Question: In a Millikan-type experiment a positively charged oil drop is placed between two horizontal plates, 20 mm apart, as shown.

The potential difference across the plates is 4000V. The drop has a mass of ${\displaystyle 1.2\times 10^{-14}}$  and a charge of ${\displaystyle 8\times 10^{-19}}$ . (a) Draw the electric field pattern between the two plates. (b) Calculate:

1. the electric field intensity between the two plates.
2. the magnitude of the gravitational force acting on the drop.
3. the magnitude of the Coulomb force acting on the drop.

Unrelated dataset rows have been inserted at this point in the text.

PR #5522, opened 2023-01-13
Language support for dhall

divarvel:
This adds language configuration for the [dhall language](https://dhall-lang.org/).

# LSP & formatting

I chose to add configuration for the command line formatter even though the LSP implementation handles formatting, since the formatter is part of the `dhall` CLI and is more widely available.

# Textobject queries

- The class queries don't apply to dhall.
- Dhall does not have unit tests per se, but does have assert expressions.
- dhall does not have named functions, but has lambdas (term and type-level)

### DIFF
--- a/languages.toml
+++ b/languages.toml
@@ -2092,3 +2092,18 @@ comment-token = "//"
 [[grammar]]
 name = "ponylang"
 source = { git = "https://github.com/mfelsche/tree-sitter-ponylang", rev = "ef66b151bc2604f431b5668fcec4747db4290e11" }
+
+[[language]]
+name = "dhall"
+scope = "source.dhall"
+injection-regex = "dhall"
+file-types = ["dhall"]
+roots = []
+comment-token = "--"
+indent = { tab-width = 2, unit = "  " }
+language-server = { command = "dhall-lsp-server" }
+formatter = { command = "dhall" , args = ["format"] }
+
+[[grammar]]
+name = "dhall"
+source = { git = "https://github.com/jbellerb/tree-sitter-dhall", rev = "affb6ee38d629c9296749767ab832d69bb0d9ea8" }
--- a/runtime/queries/dhall/highlights.scm
+++ b/runtime/queries/dhall/highlights.scm
@@ -1,0 +1,52 @@
+;; Literals
+
+(integer_literal) @constant.numeric.integer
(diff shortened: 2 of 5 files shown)


languages.toml
```diff
@@ -2092,3 +2092,18 @@ comment-token = "//"
 [[grammar]]
 name = "ponylang"
 source = { git = "https://github.com/mfelsche/tree-sitter-ponylang", rev = "ef66b151bc2604f431b5668fcec4747db4290e11" }
+
+[[language]]
+name = "dhall"
+scope = "source.dhall"
+injection-regex = "^dhall$"
```
the-mikedavis, line 2099:
```suggestion
injection-regex = "dhall"
```

runtime/queries/dhall/textobjects.scm
```diff
@@ -0,0 +1,36 @@
...
+;; class.inside
+;; class.around
+;; test.inside
+;; test.around
+;; parameter.inside
+;; comment.inside
+;; comment.around
+
+;; Queries for navigating using textobjects
+
```
the-mikedavis, line 13: Were these comments a reference while writing these? I think they can be cleaned up now

divarvel: sure, will do.

divarvel: (done)

languages.toml
divarvel: I should update the docs, where the example for the injection regex uses anchors (https://github.com/helix-editor/helix/blob/master/book/src/languages.md?plain=1#L38). Is it ok to do it in this PR, or in another one?

runtime/queries/dhall/highlights.scm
```diff
@@ -0,0 +1,52 @@
+;; Literals
+
+(integer_literal) @constant.numeric.integer
+(natural_literal) @constant.numeric.integer
+(double_literal) @constant.numeric.float
+(boolean_literal) @constant.numeric.bool
```
the-mikedavis, line 6:
```suggestion
(boolean_literal) @constant.builtin.boolean
```

languages.toml
divarvel: done, but i don't know how to update `book/generated`

the-mikedavis (approved):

(c) The drop is observed through a microscope. What will the drop be seen to do? Explain. (d) Without any further calculations, give two methods that could be used to make the drop remain in a fixed position.

(b) 1.

${\displaystyle {\begin{matrix}E&=&{V \over d}\\&=&{4000 \over 0.02}\\&=&2\times 10^{5}\ \mathrm {V.m^{-1}\ up} \\\end{matrix}}}$

2.

${\displaystyle {\begin{matrix}F_{\mathrm {grav} }&=&mg\\&=&(1.2\times 10^{-14})(10)\\&=&1.2\times 10^{-13}\mathrm {N} \end{matrix}}}$

3.

${\displaystyle {\begin{matrix}F_{\mathrm {Coulomb} }&=&QE\\&=&(8\times 10^{-19})(s\times 10^{5})\\&=&1.6\times 10^{-13}\mathrm {N} \end{matrix}}}$

(c) Since ${\displaystyle F_{up}>F_{down}}$ , the drop accelerates upwards.

(d) The Coulomb force can be decreased by decreasing the electric field strength between the plates. Since ${\displaystyle E={V \over d}}$ , this can be done either by increasing d or decreasing V.